*Task statement*
Determine how many lines of the material below contain "script". Report only that figure.

- Opening Delimiter -

PR #937, opened 2017-05-15
Added nonce to prerender script output to support CSP

nilsgs:
Currently we need to use `script-src 'unsafe-inline'` in the Content Security Policy header to get access to the global js object added to the page by the prerenderer.

I've added an optional `asp-prerender-nonce` attribute, to overcome this limitation.


buvinghausen:
This has been sitting here for 5 months I want this functionality as allowing unsafe-inline in your CSP is pretty much as good as not having a CSP....

SteveSandersonMS:
Since we're moving away from the use of `Globals` in prerendering (because the newer middleware-based approach used in the Angular CLI and create-react-app templates generates the *entire* HTML doc, not just some elements that are injected into a larger doc), there probably isn't a strong need for this any more. Developers get to control their entire prerendered page and can therefore do whatever they want to insert CSP attributes, etc. I'll therefore close this - hope that's OK, and thanks again for the original contribution!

- Closing Delimiter -

*Answer for this exercise*
2